In today’s “time is money” economy, companies require a sophisticated solution to reduce the huge amount of human capital employed to answer the basic end-customer queries without hampering customer service. Operating a call center with a large technical support team always increases the cost incurred by a company and call waiting oftentimes reduces customer satisfaction. This market predicament marked the genesis of MoneyBrain. Eric Se-young Jang established MoneyBrain to bring forth deep-learning-based conversational AI chatbot technology that supports multiple languages and increases the query response rate of client companies. Our chatbot helps in generating more revenue than traditional marketing activities such as incentives and product promotions. MoneyBrain increases user growth by an average of 63 percent, a metric that exponentially increases over time.
The Core Technology
MoneyBrain analyzes the intent, emotion, speech, sentiments, and other entities used by the speaker to deduce the mood changes in a conversation for the chatbot to tailor the right answers similar to that of humans. The core technology can be differentiated into static and dynamic solution. Under the Static Deep Learning Dialog Analysis solution, MoneyBrain uses Convolutional Neural Networks architecture to analyze emotion and intention behind every single sentence as well as measures customer satisfaction by analyzing multiple sentences. With the Dynamic DL Dialog Analysis solution, we provide real-time dialog analysis and bring forth concurrent recommendation of optimal counseling script during a time crunch. MoneyBrain provides a preconceived platform that can be tailored according to a client’s specific instructions. The conversation AI of MoneyBrain uses recurrent neural networks such as long and short-term memory neural network and gated recurrent units. Additionally, the flexible technology interlocks with existing systems of the clients to provide seamless customer experience.
MoneyBrain’s conversational AI introduced under the brand name PlayChat focuses on conversational analysis and serves various platforms and uses machine learning to create and train bots based on the client-specific information. The unique computing capability of PlayChat service is available in four languages including English, Korean, Chinese, and Japanese. Furthermore, the customer service chatbot provides 24/7 response and if the conversational AI fails to generate the right answers, then the customers are automatically redirected to a counselor.
The Team at the Helm
As an upcoming company, MoneyBrain employs a diverse team of highly-experienced and AI-trained personnel to provide the best chatbot technology. Each team member has a collective experience of over a decade in the R&D departments of leading companies alongside sound educational background from the best universities of South Korea such as the Seoul National University, Korea University, and KAIST. The combined knowledge of the team not only makes MoneyBrain a successful developer in the AI field but also helps them to understand the nature of human psychology and the best way to harness that for the benefit of creating a sophisticated human-like technology. The team of MoneyBrain has created a suite of advanced technologies—such as sentiment and emotion analysis, dialog engine, power and knowledge management, and optimum conversation analysis—to cater to each and every requirement of their customers.

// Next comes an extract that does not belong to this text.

PR #1230, opened 2019-07-08
internal/certgen: handle error from writeCertsPEM

davecheney:


youngnick:
Actually, I'll fold this into #1232 .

The conversation AI of MoneyBrain uses recurrent neural networks such as long short-term memory neural network and gated recurrent units
Potential of Chatbots in the Market
MoneyBrain has created a niche in the financial sector and serves significant clients such as the Nonghyup Bank, a leading bank and Shinhan cards, a large credit card company based in South Korea. MoneyBrain utilizes deep learning and machine learning for knowledge management to enhance customer service quality by training the chatbot with datasets from the existing clients in the financial sector. This helps the chatbots to create better responses to the end consumer’s queries. With the help of MoneyBrain’s chatbot technology and the PlayChat platform, these financial institutions were able to increase their revenue, marketing activities, online presence, and cut down call center costs. They were able to free personnel from conducting the time-consuming act of answering each customer query and providing technical assistance on a daily basis. After serving the largest financial institutions in South Korea, MoneyBrain understands the problems associated with heavy cyber traffic and has trained the chatbots to handle the pressure and serve clients efficiently even under time constraints. Having experienced exponential success in the financial field, MoneyBrain is looking forward to expanding their services to the medical, retail, delivery, and other essential sectors.
Reconstructing the Future of Conversational AI
MoneyBrain plans to introduce a new line of technology— Speech Recognition/Synthesis, which will utilize voice recognition technology to bring conversational AI into the realm of voiceover call center and use natural language speech technology to address customers in multiple languages. At MoneyBrain, we are aiming to capture the global market as well as introduce Spanish and other languages to enhance the core capabilities and provide wider ranges of services to our clients. We are developing new technologies to create a paradigm shift in the market and are applying for patents to protect our core technology. Furthermore, we will soon unveil a new line of core technology specifically aimed at enhancing customer experience.